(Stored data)
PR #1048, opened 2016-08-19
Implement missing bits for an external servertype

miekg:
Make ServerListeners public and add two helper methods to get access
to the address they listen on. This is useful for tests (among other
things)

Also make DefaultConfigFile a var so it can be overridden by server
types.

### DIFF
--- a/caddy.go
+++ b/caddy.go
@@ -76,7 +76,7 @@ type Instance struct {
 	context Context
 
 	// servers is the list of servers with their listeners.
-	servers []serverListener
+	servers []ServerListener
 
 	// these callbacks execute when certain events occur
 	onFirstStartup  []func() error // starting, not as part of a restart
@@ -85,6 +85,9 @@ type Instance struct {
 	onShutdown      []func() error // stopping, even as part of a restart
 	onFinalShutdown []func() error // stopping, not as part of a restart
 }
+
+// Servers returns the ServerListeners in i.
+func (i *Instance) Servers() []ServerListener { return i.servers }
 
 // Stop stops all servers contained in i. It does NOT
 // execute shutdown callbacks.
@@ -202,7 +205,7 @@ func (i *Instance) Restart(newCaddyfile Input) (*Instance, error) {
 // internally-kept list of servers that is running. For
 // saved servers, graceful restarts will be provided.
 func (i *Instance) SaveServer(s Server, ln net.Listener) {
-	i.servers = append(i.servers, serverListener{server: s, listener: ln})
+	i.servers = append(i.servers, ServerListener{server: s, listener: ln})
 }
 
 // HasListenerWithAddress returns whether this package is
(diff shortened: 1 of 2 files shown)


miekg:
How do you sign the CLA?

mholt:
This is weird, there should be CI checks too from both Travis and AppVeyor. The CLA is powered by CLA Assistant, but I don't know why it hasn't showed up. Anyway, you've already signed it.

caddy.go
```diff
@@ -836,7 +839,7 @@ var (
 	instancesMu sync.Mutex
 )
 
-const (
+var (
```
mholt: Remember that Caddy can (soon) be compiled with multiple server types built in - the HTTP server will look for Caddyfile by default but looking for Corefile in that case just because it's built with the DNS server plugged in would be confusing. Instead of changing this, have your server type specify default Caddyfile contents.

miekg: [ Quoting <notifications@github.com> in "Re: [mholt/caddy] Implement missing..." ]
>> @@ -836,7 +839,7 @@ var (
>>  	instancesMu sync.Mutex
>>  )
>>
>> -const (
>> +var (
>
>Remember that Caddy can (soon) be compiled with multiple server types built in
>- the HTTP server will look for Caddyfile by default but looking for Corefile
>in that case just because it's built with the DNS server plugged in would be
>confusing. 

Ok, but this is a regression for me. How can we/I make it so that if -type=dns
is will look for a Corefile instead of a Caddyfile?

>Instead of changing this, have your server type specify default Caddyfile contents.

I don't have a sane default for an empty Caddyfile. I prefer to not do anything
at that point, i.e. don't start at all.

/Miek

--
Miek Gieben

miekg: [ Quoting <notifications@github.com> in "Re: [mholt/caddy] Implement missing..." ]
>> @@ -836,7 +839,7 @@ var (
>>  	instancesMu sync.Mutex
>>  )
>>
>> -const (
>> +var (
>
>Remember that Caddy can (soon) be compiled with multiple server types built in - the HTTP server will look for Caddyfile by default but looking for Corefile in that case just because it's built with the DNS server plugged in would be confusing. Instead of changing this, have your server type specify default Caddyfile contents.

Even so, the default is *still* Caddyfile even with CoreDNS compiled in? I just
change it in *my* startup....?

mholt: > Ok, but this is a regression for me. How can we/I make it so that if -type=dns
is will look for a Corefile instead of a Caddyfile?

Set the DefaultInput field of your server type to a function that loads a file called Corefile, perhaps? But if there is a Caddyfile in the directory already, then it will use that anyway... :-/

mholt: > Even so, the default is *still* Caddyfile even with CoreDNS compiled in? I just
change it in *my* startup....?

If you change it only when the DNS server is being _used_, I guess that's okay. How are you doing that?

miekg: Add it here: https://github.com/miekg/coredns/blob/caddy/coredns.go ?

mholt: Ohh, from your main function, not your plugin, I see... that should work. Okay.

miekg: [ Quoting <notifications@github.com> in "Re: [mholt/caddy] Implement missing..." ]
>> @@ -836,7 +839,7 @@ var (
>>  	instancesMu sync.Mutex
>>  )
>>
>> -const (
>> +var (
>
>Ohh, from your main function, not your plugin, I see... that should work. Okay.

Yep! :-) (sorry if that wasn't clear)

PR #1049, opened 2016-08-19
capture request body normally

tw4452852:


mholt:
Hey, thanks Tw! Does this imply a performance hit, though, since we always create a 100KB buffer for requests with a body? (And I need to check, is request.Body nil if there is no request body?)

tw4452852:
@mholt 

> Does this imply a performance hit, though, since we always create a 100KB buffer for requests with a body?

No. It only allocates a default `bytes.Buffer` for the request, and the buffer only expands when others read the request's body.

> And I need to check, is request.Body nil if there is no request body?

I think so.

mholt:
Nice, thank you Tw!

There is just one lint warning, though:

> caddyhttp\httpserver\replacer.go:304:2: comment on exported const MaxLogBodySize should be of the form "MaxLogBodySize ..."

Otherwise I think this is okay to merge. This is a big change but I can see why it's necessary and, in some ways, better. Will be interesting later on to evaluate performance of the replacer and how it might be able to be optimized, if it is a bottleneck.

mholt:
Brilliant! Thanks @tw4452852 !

*Work order:* All the lines that hold the word "requests" must appear in the answer, copied from the records.

*Your response:*
Hey, thanks Tw! Does this imply a performance hit, though, since we always create a 100KB buffer for requests with a body? (And I need to check, is request.Body nil if there is no request body?)
> Does this imply a performance hit, though, since we always create a 100KB buffer for requests with a body?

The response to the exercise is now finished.